# hi



## iknowyouhateme2 (Jul 18, 2010)

Hello

I'm Brittni. I'm new to the mice world. We Just got four mice. 2 male 2 female. We plan on breeding mice to sell to friends for there pets. Sorry if That offends anyone. But its me and my hubby. My mice are cookies and cream and cinnamon sugar. He hasn't named his yet. Basically I Have a lot to learn and figured this was the place to come.


----------



## Matt Haslam (Mar 13, 2010)

hello Brittni

nice username there; how did that come about?

welcome to the forum


----------



## Autumn2005 (Apr 21, 2010)

Hello and Welcome!

Did you mean breed as pets, or breed to feed pets?


----------



## SarahC (Oct 3, 2008)

:welcome1 .Hope you find the information you require.


----------



## The secret garden (May 13, 2010)

Hello and welcome to the forum,

Before you start breeding please have a chat with everyone on the forum and learn everything you can possibly learn.

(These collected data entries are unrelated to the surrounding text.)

PR #270, opened 2023-03-20
Remove non-active facets from facet display on channel page.

ekes:


finnlewis:
Need to take this for a test drive.

ekes:
pre-MM ping

ekes:
@finnlewis post-MM ping

finnlewis:
@ekes will take a look at the failing test. 

If anyone else can do a manual test, that would be great ! @Adnan-cds @stephen-cox @andybroomfield

src/DirectoryExtraFieldDisplay.php
```diff
@@ -286,6 +298,19 @@ public function preprocessFacetList(array &$variables) {
...
+
+    // This is usually on a channel node. If so remove facets not active on
+    // channel.
+    if (($channel = $this->routeMatch->getParameter('node'))
+      && $channel instanceof NodeInterface
+      && $channel->bundle() == 'localgov_directory'
+    ) {
+      $active_facets = array_column($channel->localgov_directory_facets_enable->getValue(), 'target_id');
+    }
+    if ($active_facets) {
```
Adnan-cds: Can this lead to a PHP warning if we are not on a localgov_directory node?

Adnan-cds:
> If anyone else can do a manual test, that would be great !

Tried this on a test site with a small dataset and it worked as expected :)

src/DirectoryExtraFieldDisplay.php
ekes: Yep. That's one of the test fails. Should be updated with [31db4e5](https://github.com/localgovdrupal/localgov_directories/pull/270/commits/31db4e5a6f16dbf04f653926c29766ae8b0459e5)

src/DirectoryExtraFieldDisplay.php
```diff
@@ -291,6 +303,20 @@ public function preprocessFacetList(array &$variables) {
...
+    // This is usually on a channel node. If so remove facets not active on
+    // channel.
+    $active_facets = NULL;
+    if (($channel = $this->routeMatch->getParameter('node'))
+      && $channel instanceof NodeInterface
+      && $channel->bundle() == 'localgov_directory'
+    ) {
+      $active_facets = array_column($channel->localgov_directory_facets_enable->getValue(), 'target_id');
+    }
+    if (!is_null($active_facets)) {
```
Adnan-cds, line 316: I am okay with this.  Dropping line 309 and changing 316 to `if (!empty($active_facets)) {` would also do.  Sorry, should have mentioned this earlier :(

Adnan-cds (approved):
Works for me.  Thanks.

src/DirectoryExtraFieldDisplay.php
ekes: After reading a blog post, I can't remember where, I'm quite liking avoiding using `empty` and trying to be more explicit. Which in this case means I guess we understand array_column could technically return an empty array and this get passed into array_intersect_key.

We are all easy to get on with and will help you as much as possible.

Sam x


----------



## WoodWitch (Oct 18, 2009)

Shiprat said:


> nice username there; how did that come about?


Mmmmm, sounds suspiciously like a lyric to a song, but I can't quite place it.

Anyway...... HI

:welcomeany


----------



## zany_toon (Apr 3, 2010)

:welcome to the forum!!!!


----------



## windyhill (Jan 19, 2010)

Welcome to the forum


----------